Blackbaud Data Breach (2020)

Blackbaud, one of the world’s largest providers of financial and fundraising technology to nonprofits, was hacked and paid a ransom to have the hijacked data destroyed by the cybercriminals. Officials learned of the intrusion in May and called in law enforcement and independent forensics experts to work with Blackbaud’s own security team, a Blackbaud spokesperson said. The teams were able to prevent the blocking of system access for users and the fully encrypting of files.
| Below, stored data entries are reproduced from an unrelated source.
PR #2191, opened 2026-08-16
[Metal] Fix direct calls with mismatched struct return types

### LINKED ISSUE #2183: Metal reports a direct pair-returning template call as indirect
**Bug summary**

On an Apple M3 Max, the Metal backend rejects a generic SSCP program containing uses of the same pair-returning template in multiple translation units. The diagnostic reports one of those direct calls as indirect:

```text
LLVMToMetal: MetalEmitter failed: Error: Indirect call not supported:
  %2 = call %struct.CallerTwoFloat @_Z17makeAggregatePairIfENSt3__14pairIT_S2_EES2_(float noundef 4.000000e+01)
```

The identical executable produces the expected values with the OpenMP backend. (And no problem with the SSCP backend on an x86 CPU+Nvidia GPU). I observed the Metal failure with both `-O0` and `-O3`.

**To Reproduce**

Create `aggregate_return.hpp`:

```cpp
#pragma once

#include <sycl/sycl.hpp>

#include <utility>

template <class T>
__attribute__((noinline)) std::pair<T, T> makeAggregatePair(T value) {
  return {value + T{1}, value + T{2}};
}

SYCL_EXTERNAL __attribute__((noinline)) float consumeAggregatePair(float value);
```

Create `aggregate_return.cpp`:

```cpp
#include "aggregate_return.hpp"

struct UnrelatedTwoFloat {
  float first;
  float second;
};

SYCL_EXTERNAL __attribute__((noinline)) float consumeAggregatePair(float value) {
  UnrelatedTwoFloat keep_type_alive{3.0f, 4.0f};
  const auto [first, second] = makeAggregatePair(value);
  return first + second + 0.0f * keep_type_alive.first;
}
```

Create `repro.cpp`:

```cpp
#include "aggregate_return.hpp"

#include <iostream>

struct CallerTwoFloat {
  float first;
  float second;
};

int main() {
  sycl::queue queue;
  float *output = sycl::malloc_shared<float>(2, queue);
  output[0] = -11.0f;
  output[1] = -22.0f;

  queue.single_task([=]() {
    CallerTwoFloat keep_type_alive{3.0f, 4.0f};
    const auto [first, second] = makeAggregatePair(10.0f);
    output[0] = first + second + 0.0f * keep_type_alive.first;
    output[1] = consumeAggregatePair(40.0f);
  }).wait();

  std::cout << output[0] << ' ' << output[1] << '\n';
  sycl::free(output, queue);
}
```

Compile and run it with:

```console
$ acpp repro.cpp aggregate_return.cpp -o repro --acpp-targets=generic -O3
$ ACPP_VISIBILITY_MASK=metal ACPP_RT_NO_JIT_CACHE_POPULATION=1 ./repro
```

As a control, the identical executable completes successfully with OpenMP:

```console
$ ACPP_VISIBILITY_MASK=omp ACPP_RT_NO_JIT_CACHE_POPULATION=1 ./repro
23 83
```

`CallerTwoFloat` and `UnrelatedTwoFloat` are dummy types used only to make the failure reproducible. The program does not convert between either type and `std::pair<float, float>`, and their values do not affect the result. The reproducer also calls the same pair-returning template from both translation units; removing these otherwise irrelevant ingredients prevents the failure in this reduced example.

**Observed behavior:** Metal JIT compilation reports the
`Indirect call not supported` error shown above. The program then aborts with exit status 134, and the kernel produces no valid result.

**Expected behavior**

The Metal backend should compile and run the program, which should print:

```text
23 83
```

**Describe your setup**

* AdaptiveCpp was built from source from `develop` at commit `8cb557ea` and installed as version `25.10.0+git.8cb557ea.20260730.branch.develop`.
* Hardware: Apple M3 Max.
* Operating system: macOS 26.5 (build 25F71), arm64.
* AdaptiveCpp LLVM plugin version: 20.
* Clang used by `acpp`: Homebrew Clang 20.1.8 from Homebrew's `llvm@20`
  package (`/opt/homebrew/opt/llvm@20/bin/clang++`).
* Host compiler configured by AdaptiveCpp: Apple Clang 21.0.0
  (`/usr/bin/clang++`).
* Available AdaptiveCpp runtime backends: OpenMP and Metal.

Blackbaud officials first realized something was wrong when staff detected malicious activity internally. Once the attack was stopped the criminals contacted Blackbaud with the ransom demand. Company officials spoke on the record but not for direct attribution. Blackbaud declined to disclose how much was paid to the cybercriminals but it was done using Bitcoin. The firm also declined to say which data center was the entry point or how many are used by Blackbaud. The cybercriminals were able to remove a copy of a subset of data from Blackbaud’s self-hosted environment. Credit card information, bank account information, or Social Security numbers were not stolen, according to the spokesperson. Officials said they have confirmation that the stolen data was destroyed after the ransom was paid. 'We have no reason to believe that any data went beyond the cybercriminal, was or will be misused or will be disseminated or otherwise made available publicly,' the spokesperson said.